The following diagram shows supervised learning (on the left) and unsupervised learning examples (on the right):

They show great efficiency with elements of numeric type, but are much less accurate with non-numeric data. Generally, they work properly in the presence of data that is clearly identifiable and contains an order or a clear grouping.

Reinforcement learning

Reinforcement learning aims to create algorithms that can learn and adapt to environmental changes. This programming technique is based on the concept of receiving external stimuli, the nature of which depends on the algorithm choices. A correct choice will involve a reward, while an incorrect choice will lead to a penalty. The goal of the system is to achieve the best possible result, of course.

In supervised learning, there is a teacher that tells the system the correct output (learning with a teacher). This is not always possible. Often, we have only qualitative information (sometimes binary, right/wrong, or success/failure).

The information available is called reinforcement signals. But the system does not give any information on how to update the agent's behavior (that is, weights). You cannot define a cost function or a gradient. The goal of the system is to create smart agents that have machinery able to learn from their experience.

Building machine learning models step by step

When developing an application that uses machine learning, we will follow a procedure characterized by the following steps:

  • Collecting the data: Everything starts from the data, no doubt about it; but one might wonder from where so much data comes. In practice, it is collected through lengthy procedures that may, for example, derive from measurement campaigns or face-to-face interviews. In all cases, the data is collected in a database so that it can then be analyzed to derive knowledge.
  • Preparing the data: We have collected the data; now, we have to prepare it for the next step.
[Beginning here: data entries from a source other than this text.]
PR #5250, opened 2025-12-13
Fix CMCAuthForEST to support non-agent users

ladycfu:
Turns out CMCAuth checks for the user entry in the CA db hence broke the enrollment. It was tested to work before because I used a test user that happened to exist in the CA db. 
Skip CA database authentication for EST fullcmc enrollment. Let profile constraint handle agent vs non-agent checks.

### DIFF
--- a/base/ca/src/main/java/com/netscape/cms/authentication/CMCAuthForEST.java
+++ b/base/ca/src/main/java/com/netscape/cms/authentication/CMCAuthForEST.java
@@ -19,18 +19,26 @@
 package com.netscape.cms.authentication;
 
 import java.io.ByteArrayInputStream;
+import java.math.BigInteger;
 import java.security.cert.X509Certificate;
 
 import org.dogtagpki.server.authentication.AuthManager;
 import org.dogtagpki.server.authentication.AuthToken;
 import org.mozilla.jss.netscape.security.util.Utils;
+import org.mozilla.jss.netscape.security.x509.X500Name;
 import org.mozilla.jss.netscape.security.x509.X509CertImpl;
+import org.mozilla.jss.pkix.cms.SignedData;
 
 import com.netscape.certsrv.authentication.AuthCredentials;
 import com.netscape.certsrv.authentication.EInvalidCredentials;
 import com.netscape.certsrv.base.EBaseException;
 import com.netscape.certsrv.base.SessionContext;
+import com.netscape.certsrv.usrgrp.Certificates;
+import com.netscape.certsrv.usrgrp.EUsrGrpException;
 import com.netscape.cmscore.authentication.AuthSubsystem;
+import com.netscape.cmscore.usrgrp.ExactMatchCertUserLocator;
+import com.netscape.cmscore.usrgrp.UGSubsystem;
+import com.netscape.cmscore.usrgrp.User;
 
 /**
  * EST CMC Authentication.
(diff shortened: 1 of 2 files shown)


base/ca/src/main/java/com/netscape/cms/authentication/CMCAuthForEST.java
```diff
@@ -154,4 +162,84 @@ public AuthToken authenticate(AuthCredentials credentials)
...
+            return super.verifySignerInfo(auditContext, authToken, cmcFullReq);
+        } catch (EBaseException e) {
+            // Check if this is a CA database authentication failure
+            // (happens for both non-agent users and users not in CA database)
+            String errorMsg = e.getMessage();
+            if (errorMsg != null &&
+                (errorMsg.contains("User not found") ||
+                 errorMsg.contains("Invalid Credential") ||
+                 errorMsg.contains("CMS_AUTHENTICATION_MANAGER_NOT_FOUND") ||
+                 errorMsg.contains("cannot map certificate"))) {
```
fmarco76: Is this error generated after all signatures are verified? Looking the [verification code](https://github.com/dogtagpki/pki/blob/master/base/ca/src/main/java/com/netscape/cms/authentication/CMCAuth.java#L752) the errors are thrown from a loop, could this be thrown from the first iteration? In this case the other signatures would not be verified.
Nevertheless, I do not like this design, checking the messages could generate  error in the future, message could be modified and this check will not work. I think we should have a proper exception or, even better, modify the super method so the check for agent can be skipped.

base/ca/src/main/java/com/netscape/cms/authentication/CMCAuthForEST.java
```diff
@@ -154,4 +162,84 @@ public AuthToken authenticate(AuthCredentials credentials)
...
         return super.authenticate(credentials);
     }
+
+    /**
+     * Override verifySignerInfo to skip CA user database authentication for EST.
+     *
+     * For EST fullcmc enrollment, authentication is handled by:
+     * 1. EST subsystem authentication (in authenticate() above) - proves request came from authorized EST
+     * 2. CMC signature verification (done here) - proves client owns the private key
+     * 3. Profile's RAHeaderClientCertSubjectNameConstraint - validates subject match and agent status
```
fmarco76: Could the admin opt for a different subject name policy or it is mandatory?

base/ca/src/main/java/com/netscape/cms/authentication/CMCAuthForEST.java
ladycfu: @fmarco76 , I had the exact same concern about the error message checking, and considered extracting the user search into a separate method that could be overwritten. My thought was to keep verifySignerInfo strictly for CMC signature verification, but I was deterred by the idea of refactoring an existing method late on a Friday night.  I will proceed now to do that.  Thanks.

base/ca/src/main/java/com/netscape/cms/authentication/CMCAuthForEST.java
ladycfu: The RAHeaderClientCertSubjectNameConstraint is currently mandatory for the estFullEnrollment profile to enforce the two-tier model (agent vs non-agent). An admin could theoretically create a different profile without this constraint, but they would lose the agent/non-agent differentiation.  Should I add documentation clarifying this is required, or would you prefer code enforcement?

fmarco76: Not sure if in the future other constraints could be created or used so I would not enforce this in the code. Actually, `RAHeaderClientCertSubjectNameConstraint` is mandatory to enable a specific behaviour and this should be stressed in the documentation. Not sure if deployment with no agents is a possible/real  scenario for EST.

ladycfu: @fmarco76 sounds good.  I will add clarification about the constraint to the doc. Thanks.

fmarco76 (approved):
LGTM

ladycfu:
> LGTM. FYI, there's a pylint error that seems to be caused by the new upgrade script.

I think that's the one I fixed yesterday. Since it was a simple spacing issue, I just merged it. Thanks.

PR #5251, opened 2025-12-13
Create EST fllcmc example install/setup/test doc

ladycfu:
The content was tested on my Fedora 43.

### DIFF
--- a/docs/installation/est/configuring-est-fullcmc-example.adoc
+++ b/docs/installation/est/configuring-est-fullcmc-example.adoc
@@ -1,0 +1,1013 @@
+= Configuring EST fullcmc - Example
+:toc:
+
+== Overview
+
+This document provides step-by-step instructions for setting up PKI CA and EST subsystems with EST fullcmc support, based on actual working configuration.
+
+=== Architecture
+
+----
+Client                    EST Subsystem              CA Subsystem
+  |                             |                          |
+  | 1. Generate CSR             |                          |
+  | 2. Wrap in CMC (CMCRequest) |                          |
+  | 3. POST to /fullcmc ------->|                          |
+  |    (TLS client cert auth)   |                          |
+  |                             | 4. Forward CMC request ->|
+  |                             |    (EST subsystem cert)  |
+  |                             |    (Client cert in hdr)  |
+  |                             |                          | 5. Authenticate EST subsystem (tier 1)
+  |                             |                          | 6. Validate client cert from header (tier 2)
+  |                             |                          | 7. Process CMC, issue cert
+  |                             |<- 8. CMC response -------'
+  |<- 9. CMC response ----------'                          |
+  | 10. Extract certificate     |                          |
+----
+
+*Two-Tier Authentication:*
+
+* *Tier 1*: EST subsystem authenticates to CA using its subsystem certificate
+* *Tier 2*: CA validates the end-user's certificate passed via HTTP header
+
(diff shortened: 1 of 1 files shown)


docs/installation/est/configuring-est-fullcmc-example.adoc
```diff
@@ -0,0 +1,977 @@
...
+----
+
+Restart the CA:
+
+[source,bash]
+----
+pki-server restart pki-ca
+----
+
+NOTE: This setting is automatically added by the upgrade script for existing CA installations. For new installations, it must be manually configured if EST fullcmc support is needed.
```
fmarco76: If new instances require to add it  manually, it should not be modified in existing instance from upgrade script!

edewata:
Since this is an installation/configuration document, the primary audience would be the admins trying to set up EST fullcmc. We could include some steps to validate the EST installation, but it should be done without actually performing an enrollment, for example retrieving CA cert, performing auth (if possible). If the steps do involve performing actual enrollments, I'd suggest to move them into a separate document which can be used by QE, or change the wording such that it'll be more appropriate for the admins.

Specifically:
* In part 4 we should just mention that we support 2 types of users: agent and non-agent, then it could explain their differences and how to set them up, but don't mention that they are "test" users.
* Part 5 and 6 probably can be moved into a separate doc called something like "Enrollment using EST fullcmc" or "Testing EST fullcmc". I prefer the first one since it will be useful for admins and QE can also create their own tests based on that doc.

docs/installation/est/configuring-est-fullcmc-example.adoc
ladycfu: @fmarco76 Good catch! The note was misleading. The upgrade script actually adds cmc.response.useSimpleOnSuccess=false (not true) to preserve existing CMC behavior. I'm updating the documentation to clarify this in commit

ladycfu:
@edewata @fmarco76 Thanks for the feedback. As mentioned earlier in Slack, this  document is intentionally designed for QE testing and demonstrations. Creating a properly structured installation/admin guide that integrates cleanly into the existing documentation will require additional time to conform to the upstream→downstream sync style. I'll create a separate ticket to restructure per your suggestions.  For now, I plan to keep this as a standalone example/walkthrough that demonstrates the complete end-to-end flow. I'll create a separate ticket for it.  How does that sound?  Thanks .  Btw,   Meanwhile, I have updated the doc to address the following feedback:
  - Added Step 10: Verify EST fullcmc Profile, which explains the
  RAHeaderClientCertSubjectNameConstraint requirement
  - Added clarification for cmc.response.useSimpleOnSuccess upgrade script
  behavior

ladycfu:
@edewata @fmarco76 I need to provide further clarification. The port numbers specified in the document for the ds and PKI instances are the exact ones I used for testing on my system. I considered referencing the existing CA and EST installation documentation, but as I noted, full integration would require time I did not budget for this sprint. I will create a separate ticket for that work. Thanks.

fmarco76 (approved):
@ladycfu It is not clear if this will remain with the final documentation. If it is the case, then this should move to a different folder as pointed out by @edewata. If this will be replaced, I would add in the title (or where you think it is visible) that this is a draft document to make clear that it will be replaced with proper documentation.
Feel free to merge after the update.

ladycfu:
@edewata @fmarco76 thank you both for the very insightful suggestions!  I have added the additional suggestions to the new folow-up jira ticket to cover.  Thanks!

PR #5252, opened 2025-12-15
Convert pki-server ca-cert/profile-* to Java

edewata:
In order to minimize the number of NSS authentications the `pki-server <subsystem>-cert/profile-*` commands used during installation have been converted to run the corresponding Java code directly so later they can be executed in shell/batch mode.

The `CACertCreateCLI` and `CACertImportCLI` Java classes have been modified to provide the options to specify the CSR and whether to import the newly created cert which were provided by the corresponding Python classes.


edewata:
@fmarco76 Thanks!

PR #5253, opened 2025-12-16
Convert pki-server sd-*/<subsystem>-range-* to Java

edewata:
Currently the `pki-server sd-*` commands are hard-coded to work only with CA. Since a security domain can also run on standalone KRA and OCSP these commands have been replaced with `pki-server <subsystem>-sd-*` commands.

In order to minimize the number of NSS authentications the `pki-server <subsystem>-sd/range-*` commands used during installation have been converted to run the corresponding Java code directly so later they can be executed in shell/batch mode.

### DIFF
--- a/base/server/python/pki/server/cli/__init__.py
+++ b/base/server/python/pki/server/cli/__init__.py
@@ -88,6 +88,7 @@ JAVA_COMMANDS = [
     r'[^-]*-sd-subsystem-find$',
     r'[^-]*-sd-subsystem-add$',
     r'[^-]*-sd-subsystem-del$',
+    r'[^-]*-range-update$',
     r'ca-profile-import$',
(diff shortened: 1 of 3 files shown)


fmarco76 (approved):
LGTM.

There are several workflows ([ca-existing-ds-test.yml](https://github.com/dogtagpki/pki/blob/master/.github/workflows/ca-existing-ds-test.yml), [pki-server-basic-test.yml](https://github.com/dogtagpki/pki/blob/master/.github/workflows/pki-server-basic-test.yml) and [tps-separate-test.yml](https://github.com/dogtagpki/pki/blob/master/.github/workflows/tps-separate-test.yml)) using `sd-*` commands which should be updated before merging.

edewata:
@fmarco76 I've updated the PR. Thanks!

PR #5255, opened 2025-12-18
Convert pki-server <subsystem>-acl/crl-* to Java

edewata:
In order to minimize the number of NSS authentications the `pki-server <subsystem>-acl/crl-*` commands used during installation have been converted to run the corresponding Java code directly so later they can be executed in shell/batch mode.

### DIFF
--- a/base/server/python/pki/server/cli/__init__.py
+++ b/base/server/python/pki/server/cli/__init__.py
@@ -104,7 +104,11 @@ JAVA_COMMANDS = [
     r'ca-cert-find$',
     r'ca-cert-create$',
     r'ca-cert-import$',
-    r'ca-cert-del$'
+    r'ca-cert-del$',
+    r'ca-crl-record-show$',
+    r'ca-crl-record-cert-find$',
+    r'ocsp-crl-issuingpoint-find$',
+    r'ocsp-crl-issuingpoint-add$'
 ]
 
 
--- a/base/server/python/pki/server/subsystem.py
+++ b/base/server/python/pki/server/subsystem.py
@@ -2997,7 +2997,11 @@ class CASubsystem(PKISubsystem):
             crl_record_id,
             as_current_user=False):
 
-        cmd = [self.name + '-crl-record-show']
+        cmd = [
+            'pki-server',
+            '-i', self.instance.name,
+            'ca-crl-record-show'
+        ]
 
         if logger.isEnabledFor(logging.DEBUG):
             cmd.append('--debug')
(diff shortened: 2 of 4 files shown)


base/server/python/pki/server/cli/__init__.py
```diff
@@ -90,6 +90,11 @@
     r'[^-]*-group-member-find$',
     r'[^-]*-group-member-add$',
     r'[^-]*-group-member-del$',
+    r'[^-]*-acl-find$',
+    r'[^-]*-acl-add$',
+    r'[^-]*-acl-del$',
+    r'[^-]*-crl-record-show$',
+    r'[^-]*-crl-record-cert-find$',
```
fmarco76: The `<subsystem>-crl-record-*` is implemented only for the [CA](https://github.com/dogtagpki/pki/tree/master/base/ca/src/main/java/org/dogtagpki/server/ca/cli) and not for the other subsystems. The python code was raising an error if the instance does not contain the CA and the command was implemented only for the CA.
Should this be limited to the CA? Are CRLs handled by other systems?

edewata: Ah yes, let me fix that.

edewata: It should be fixed now.

base/server/python/pki/server/subsystem.py
```diff
@@ -1459,19 +1459,28 @@ def init_replication_agreement(
...
+            self.name + '-acl-find'
+        ]
 
         if logger.isEnabledFor(logging.DEBUG):
             cmd.append('--debug')
 
         elif logger.isEnabledFor(logging.INFO):
             cmd.append('--verbose')
 
-        self.run(cmd, as_current_user=as_current_user)
```
tayloredherring, line 1470: if you are removing the usage of as_current_user for these, should it be removed in the function params as well?

fmarco76: @edewata The [current implementation](https://github.com/dogtagpki/pki/blob/master/base/server/python/pki/server/subsystem.py#L2467) execute the command as systemd user while the [new implementation](https://github.com/dogtagpki/pki/blob/master/base/server/python/pki/server/cli/__init__.py#L205) as current user. Could this difference create problem with permissions?

Additionally, many of the function in this file were implemented for pki-server CLI and are not used in other part of the code. Is there a reason to keep these methods?

edewata: We do have tests that check for file/folder permissions and owners in the CI and so far everything seems to be working fine (except for the known issues). In `PKIInstance` and `PKISubsystem` classes usually we call `chmod()`  and `chown()` after creating a file/folder so the permission/owner should be correct. In `NSSDatabase` class we do use `runuser` and this is required for SoftHSM to make sure the token files are created with the right permission/owner too.

We could remove the `as_current_user` param, but I'm waiting to see if it will cause any other unforeseen issues (QE tests only run weekly), so I don't want to remove too much right now. Sometimes we need to limit how much to remove unused code because if we have to remove everything immediately the PR can become too big. Also, QE wants to have some kind of Python API for invoking `pki`/`pki-server` CLI from the tests, so we need to see if we can use it for that purpose.

fmarco76 (approved):
LGTM. It is possible to remove some code but this can be done in separate PRs after all the pki-server CLIs are converted to java.

edewata:
@fmarco76 @tayloredherring Thanks! I'll merge the PR but if you have more comments/questions feel free to continue the discussion.

PR #5258, opened 2026-01-08
Update CI to support Fedora 42

edewata:
Currently the CI only works with Fedora 43 which uses Tomcat 10. Sometimes it's necessary to run the CI with a different Fedora version using the `BASE_IMAGE` variable. In order to support Fedora 42 which uses Tomcat 9, the CI has been updated to get the Fedora version from the running container then use it to perform the proper validation.

https://github.com/dogtagpki/pki/wiki/Configuring-Test-OS

**Notes:**

* The result can be seen in my PKI repo which is configured to use Fedora 42: https://github.com/edewata/pki/actions?query=branch%3Aci. There are some failures but they seem to be existing issues.
* The main PKI repo is configured to use Fedora 43. The CI is currently failing possibly due to recent changes in OpenJDK and Tomcat. This will need to be investigated separately.

### DIFF
--- a/.github/workflows/acme-basic-test.yml
+++ b/.github/workflows/acme-basic-test.yml
@@ -64,6 +64,10 @@ jobs:
               --network-alias=pki.example.com \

Once we have this data, we must make sure it is in a format usable by the algorithm we want to use. To do this, you may need to do some formatting. Recall that some algorithms need data in an integer format, whereas others require data in the form of strings, and finally others need it to be in a special format. We will get to this later, but the specific formatting is usually simple compared to the data collection.
  • Exploring the data: At this point, we can look at data to verify that it is actually working and that we do not have a bunch of empty values. In this step, through the use of plots, we can recognize patterns and whether or not there are some data points that are vastly different from the rest of the set. Plotting data in one, two, or three dimensions can also help.
  • Training the algorithm: Now, let's get serious. In this step, the machine learning algorithm works on the definition of the model and therefore deals with the training. The model starts to extract knowledge from the large amounts of data that we had available, and from which nothing has been explained so far. For unsupervised learning, there's no training step because you don't have a target value.
  • Testing the algorithm: In this step, we use the information learned in the previous step to see if the model actually works. The evaluation of an algorithm is for seeing how well the model approximates the real system. In the case of supervised learning, we have some known values that we can use to evaluate the algorithm. In unsupervised learning, we may need to use some other metrics to evaluate success. In both cases, if we are not satisfied, we can return to the previous steps, change some things, and retry the test.

  • Evaluating the algorithm: We have reached the point where we can apply what has been done so far. We can assess the approximation ability of the model by applying it to real data. The model, previously trained and tested, is then valued in this phase.
  • Improving algorithm performance: Finally, we can focus on the finishing steps. We've verified that the model works, we have evaluated the performance, and now we are ready to analyze the whole process to identify any possible room for improvement.
Before applying the machine learning algorithm to our data, it is appropriate to devote some time to the workflow setting.